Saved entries
━━━━━━━━━━━━━━━━━━━━━━━━━━━━━━

PR #936, opened 2024-08-08
[YUNIKORN-2789] Queue internalGetMax should use permissive calculator

wilfred-s:
In the implementation of internalGetMax on the queue, we call resources ComponentWiseMin(). This returns 0 values for each type that is not defined in both of the resources passed in.
In case there is no overlap it will return a resource with all types set to "zero".
That is contrary to the documentation on how quotas work and what we do everywhere besides the internalGetMax implementation.

The ComponentWiseMin function is only used in queue internalGetMax. Refactor to make the ComponentWiseMinPermissive version the standard (rename and remove "permissive"), and remove the existing ComponentWiseMin code.

### What is this PR for?

### What type of PR is it?
* [X] - Bug Fix
* [X] - Refactor

### What is the Jira issue?
* [YUNIKORN-2789](https://issues.apache.org/jira/browse/YUNIKORN-2789)

Unit test cover the changes no functional change

### DIFF
--- a/pkg/scheduler/objects/queue.go
+++ b/pkg/scheduler/objects/queue.go
@@ -600,7 +600,7 @@ func (sq *Queue) GetGuaranteedResource() *resources.Resource {
 	return sq.guaranteedResource
 }
 
-// GetActualGuaranteedResources returns the actual (including parent) guaranteed resources for the queue.
+// GetActualGuaranteedResource returns the actual (including parent) guaranteed resources for the queue.
 func (sq *Queue) GetActualGuaranteedResource() *resources.Resource {
 	if sq == nil {
 		return resources.NewResource()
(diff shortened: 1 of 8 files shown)


pkg/scheduler/objects/queue.go
```diff
@@ -1242,9 +1240,6 @@ func (sq *Queue) internalGetMax(parentLimit *resources.Resource) *resources.Reso
 	defer sq.RUnlock()
 	// no parent queue limit set, not even for root
 	if parentLimit == nil {
-		if sq.maxResource == nil {
-			return nil
-		}
```
chenyulin0719, line 1247: I think we should keep the nil check to prevent panic error, even though it's not possible in the current production code. (root queue always have maxResource) 

Additionally, it seems that the nil checks for`parentLimit` and `sq.maxResource` in `internalGetMax()` are redundant, the resources.ComponentWiseMin(parentLimit, sq.maxResource) will do the same check.

https://github.com/wilfred-s/yunikorn-core/blob/a8537787fd20c65c56357d15a7219879d586c21c/pkg/scheduler/objects/queue.go#L1241-L1248

craigcondit: No need for the check, as the Clone() method is nil-safe.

━━━━━━━━━━━━━━━━━━━━━━━━━━━━━━

What is required: Set down, unchanged, only those lines above that fall between the line with "--- a/pkg/scheduler/objects/queue.go" and the line with "func (sq *Queue) GetActualGuaranteedResource()", the two end lines included.

Task solution:
--- a/pkg/scheduler/objects/queue.go
+++ b/pkg/scheduler/objects/queue.go
@@ -600,7 +600,7 @@ func (sq *Queue) GetGuaranteedResource() *resources.Resource {
 	return sq.guaranteedResource
 }
 
-// GetActualGuaranteedResources returns the actual (including parent) guaranteed resources for the queue.
+// GetActualGuaranteedResource returns the actual (including parent) guaranteed resources for the queue.
 func (sq *Queue) GetActualGuaranteedResource() *resources.Resource {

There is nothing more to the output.